How do you decide from where in the story to bring your character out? I'm sure some of the answers to questions people ask will change depending on the character's place in their story arc. Do you go from the beginning, middle or end, or just wherever you're currently at in the writing process? I ask because it's a really cool idea, and I think I want to try it myself. ^^


----------



## ndmellen (May 4, 2013)

Not that I'm super experienced, but for me, my mc's grew in number. When I got hit with my story, I had three mc's in mind. As I wrote through the outline, I introduced a couple more that were meant to be no more than brief supporting characters. As I continued to write their scenes, however, I decided that I really liked them and didn't want to let them go just yet. Not to sound cheesy, but it's like Stephen King said in "On Writing": writing a story is like unearthing a fossil.


----------



## ndmellen (May 4, 2013)

I seriously need to learn the ranking system here...I've got a little "3: journeyman", while others have "144: Dark Lord of Osirion" with a really cool crest...I want a really cool crest.


----------



## advait98 (May 4, 2013)

Am I welcome too? I didn't make a character interview thread, but I might have a relevant opinion.

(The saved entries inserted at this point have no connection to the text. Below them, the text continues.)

PR #70, opened 2016-03-17
Fix file magic handling for magic 5.25+

dirkmueller:


scop:
If we're no longer using `magic.descriptor()`, there' no need for the check, and the line modified in the 2nd commit can be just removed.

Also, if this stuff goes away, 9d3464d4bf4c724b076e36b96a6075d2d48264ba should probably be reverted too.

@StefanBruens, comments?

dirkmueller:
actually the commit https://github.com/file/file/commit/f0adf3e6811aafde00dba8ba236609869a973769 isn't released yet, so maybe its premature to revert the workaround.

Conan-Kudo:
@dirkmueller Do we need this anymore?

dirkmueller:
don't remember, lets close this.

PR #79, opened 2016-09-13
shlib-with-non-pic-code: add text on how to figure files compiled without -fPIC

nmav:


scop:
Do you have an affected shared lib file somewhere, or a link to one that I could try this out with?

Also, `s/with no -fPIC/without -fPIC/` would be better in the added text I think.

nmav:
A library to test with is https://kojipkgs.fedoraproject.org//packages/gnutls/3.5.2/1.fc25/i686/gnutls-3.5.2-1.fc25.i686.rpm

scop:
Thanks!

PR #80, opened 2016-10-05
 Skip chroot-without-chdir check on non-x86_64

dirkmueller:
This is looking through disassembly and searches for callq, which
    is x86_64 specific assembler. the whole thing does not make sense
    on any architecture, so stop warning about it.

### DIFF
--- a/BinariesCheck.py
+++ b/BinariesCheck.py
@@ -207,7 +207,9 @@ class BinaryInfo(object):
 
             # check if chroot is near chdir (since otherwise, chroot is called
             # without chdir)
-            if self.chroot and self.chdir:
+            # Currently this implementation works only on x86_64 due to reliance
+            # on x86_64 specific assembly. Skip it on other architectures
+            if pkg.arch == 'x86_64' and self.chroot and self.chdir:
                 p = subprocess.Popen(
                     ['env', 'LC_ALL=C', 'objdump', '-d', path],
                     stdout=subprocess.PIPE, bufsize=-1)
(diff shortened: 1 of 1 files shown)


scop:
The description and code seem to be off sync. If the intent is to skip all non-x86, I suppose there's at least a bunch of ix86 archs missing from the code (and maybe pentium*, dunno)? Also, the description's latter sentence (the "does not make sense ... so stop warning") doesn't match what the code actually does. Could you clarify?

dirkmueller:
@scop sorry for the confusion. I updated the patch and the git commit message. the intention is to only run it on x86_64, since "callq" is not a valid assembly on any other architecture, hence does not occur and then creates false warnings.

scop:
@dirkmueller ok, thanks. The commit message still says "the whole thing does not make sense
on any architecture, so stop warning about it." -- shouldn't that comment be removed?

dirkmueller:
@scop I've removed the extra sentence

scop:
Thanks!

pihhan:
I think you have missed callq? pattern. It matches BOTH callq AND call, so this pull is in my opinion unnecessary and wrong.

dirkmueller:
@pihhan there are many architectures out there where subroutine calls are not matching "callq?" as a pattern, so they are still causing this warning incorrectly. If you assume anything about assembly then it should at least check for the architecture.

pihhan:
@dirkmueller They are causing this error incorrectly, because it does not handle situation where calls are not found at all. But chroot and chdir are dynamically linked. That might happen even on supported architecture. So it hides invalid test for failing architectures instead of not failing it in these cases. See issue #84

pihhan:
In my opinion i686 should be checked as before. Do not report error if you are not able to validate. Maybe it should be changed to warning, unless we have reliable detection.

PR #86, opened 2016-12-30
FilesCheck: Update Python 3.6 bytecode magic value again

AdamWill:
This is the value for 3.6rc1, which == 3.6.0.


dirkmueller:
Do you have any pointer to the cpython source equivalent of this value?

Conan-Kudo:
@dirkmueller See here: https://github.com/python/cpython/blob/master/Lib/importlib/_bootstrap_external.py#L230-L242

dirkmueller:
Thanks!

AdamWill:
@dirkmueller the comment just above the changed line actually includes the link. :)

PR #93, opened 2017-02-02
add /usr/lib/systemd to DEFAULT_HARDCODED_LIB_PATH_EXCEPTIONS

larsks:
Spec files that need to install files into, e.g.,
/usr/lib/systemd/system-generators will generate a
hardcoded-library-path error.  This commit adds /usr/lib/systemd to
the list of exceptions for this check.

### DIFF
--- a/SpecCheck.py
+++ b/SpecCheck.py
@@ -30,7 +30,7 @@ DEFAULT_BIARCH_PACKAGES = '^(gcc|glibc)'
 # Don't check for hardcoded library paths in packages which can have
 # their noarch files in /usr/lib/<package>/*, or packages that can't
 # be installed on biarch systems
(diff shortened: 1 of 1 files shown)


scop:
Seems otherwise legit, but those packages should not be hardcoding paths but instead use macros provided in `/usr/lib/rpm/macros.d/macros.systemd` (e.g. `%_systemdgeneratordir` for `/usr/lib/systemd/system-generators`). So I'd rather not apply this unless there's a compelling reason to not use these macros in some setups.

larsks:
These macros don't exist in eg centos/rhel 7, causing rpmlint to throw errors for which there is no alternative.

scop:
Ok, applied with that info amended to the commit message.

PR #94, opened 2017-02-14
add shared-lib-not-executable check for libraries without exec bit set

proyvind:


marxin:
@proyvind Are you really sure that shared libraries without executable bit set are so problematic? I see quite such libraries in my system.

scarabeusiv:
Followed up in #286

PR #96, opened 2017-02-14
Fix paths to extracted srpm files

proyvind:


scarabeusiv:
As this conflicts and failed to build even before, please if this is still something usefull create a new PR with tad longer explanation and we will try to get it merged.

PR #97, opened 2017-02-14
add a -T option for making badness below threshold return 0

proyvind:
This will make it more feasible to enable mandatory rpmlint checking
when one can operate with acceptable badness levels to avoid anal
bottlenecks (as rpmbuild will fail if returning anything else than 0)

### DIFF
--- a/rpmlint
+++ b/rpmlint
@@ -100,6 +100,7 @@ def main():
 
     packages_checked = 0
     specfiles_checked = 0
+    threshold_exceeded = False
 
     try:
         # Loop over all file names given in arguments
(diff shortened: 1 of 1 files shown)


rpmlint
```diff
@@ -321,6 +330,9 @@ for o in opt:
         Config.setOption('ExtractDir', extract_dir)
     elif o[0] in ('-n', '--noexception'):
         Config.no_exception = True
+    # terrible longname, but whatever..
+    elif o[0] in ('-T', 'zerothreshold'):
```
Conan-Kudo: I don't like this option, it's poorly named and doesn't explain what it does...

scarabeusiv:
This is no longer sadly applicable as the rpmlint is now behaving like proper entry_point. If it is something you would still like to see feel free to check out rpmlint/lint.py file and see how it behaves now.

Conan-Kudo:
Re-opening so that I know to port this over. It's apparently in use on Mandriva, ALT, PLD, and Mageia for their buildsystem rpmlint.

scarabeusiv:
Hmm, isn't this integrated currently? Take look on the threshod and badness scoring present in rpmlint/lint.py I guess I just did it when I was taking the logic from the rpmlint i had on the system when rewritting it.

Conan-Kudo:
@scarabeusiv Let me double check, but I thought that we don't have this behavior right now (any badness value triggers non-zero exit code...)

Conan-Kudo:
@scarabeusiv It looks like we still don't have this behavior:

```python
        if self.output.badness_threshold > 0 and self.output.score > self.output.badness_threshold:
            print_warning(f'(none): E: Badness {self.output.score} exceeeds threshold {self.output.badness_threshold}, aborting.')
            return 66
        if self.output.printed_messages['E'] > 0:
            return 64
```

scarabeusiv:
Yea, like here if threshold is set and it is not over the value it returns 0 even with errors, done by the `self.output.score > self.output.badness_threshold` part.
Instead of argument it is config option called threshold. But I suppose I really reflect it with https://github.com/rpm-software-management/rpmlint/pull/327/commits/cf92813c393d475926baf204e8b8101215c436dd where it goes llike:

Is there threshold and was it exceeded 66 otherwise zero
If there is no threshold and any errors 64 otherwise zero

Conan-Kudo:
Superseded by #384.

PR #98, opened 2017-02-14
add missing LGPL 2.1 license

proyvind:


proyvind:
Well, considering that LGPL 2.1 is the commonly used version of LGPL used rather than LGPL 2, that should speak for itself.

A question more sensible to ask is why listing LGPLv2 when LGPL 2.1 revision was published back in 1999.
So if anything, LGPLv2 should rather be LGPLv2.1, but since it's from a theoretical point of view could exist projects out there still using LGPL 2.0, or that would like to use it over 2.1, so keeping LGPLv2 for such (even if unlikely) possible cases isn't not not sensible either.. ;)

scop:
IIRC the thing that lead to 2.1 not specified separately was that there's not much practical difference between LGPL 2 and 2.1 and thus there's no need to separate them in license tags. Then again it's possible that I just misremember, but anyway I don't care much nor do I find maintaining a list of licenses within rpmlint too interesting, as that's pretty much a distro specific config thing. Maybe the defaults list should instead just be shipped empty, or changed to include [SPDX identifiers](https://spdx.org/licenses/) (most likely autogenerated from somewhere). Thoughts?

dirkmueller:
SUSE's copy of rpmlint does exactly that - automatically include the list of spdx defined licenses. I'm happy to upstream that change if it is no longer a problem for other distros. Afaik we're the only ones using spdx

Conan-Kudo:
@dirkmueller The SPDX thing is under consideration in Fedora, and is used by Clear and Yocto, so if you could upstream the change in a way that could make it optional to enable, that'd be stellar.

Conan-Kudo:
@proyvind The difference between LGPLv2 and LGPLv2.1 is that the former calls it "Library" and the latter calls it "Lesser". Thus it was never considered significant enough to differentiate.

scop:
@dirkmueller is the SUSE SPDX implementation just a matter of replacing the contents of the valid licenses list, or does it alter the matching rules in any way? If it's just a matter of updating the list and doesn't break existing license string splitting functionality, I'd say just go ahead with it. Or submit a pull request for review if you want comments first. (If it doesn't break any existing functionality e.g. for a distro that just defines their own license list, there's no need to make it optional.)

proyvind:
If the license used is LGPLv2.1, then the license specified should be LGPLv2.1, not LGPLv2 regardless of the insignificant differences between the two.
Replacing LGPLv2 with LGPLv2.1 seems to be the more sensible topic to discuss in this retard IMO.

Conan-Kudo:
I'm closing this, as the license list is already a mess, and I'd really like to have a better way to handle this in general.

@dirkmueller If you want to propose adding support for pulling SPDX identifiers automatically and evaluating those, then I'm happy to review that.

I'm thinking that I'd like to have a toggle for different license lists. SPDX, Fedora, and whatever the hell this list is...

Well, to me, it seems you have a particular image of the character fixed in your mind, which will always speak for said character. Or maybe that's just me.

In any case, from what I have seen, it's either from where you are currently or the end. It's when you have the personality of the character most deeply etched into your mind, and it's the most real it can ever get. It's also when it will be most relevant to the story, in my opinion. But that's me. My opinion, and you know the rest.

EDIT: And ndmellen, I'll direct you to this thread for all the information you need: Ranking System


----------



## SeverinR (May 6, 2013)

I would say the time when you learn most about a character, the beginning.
The story will bring out information you will know later on.


----------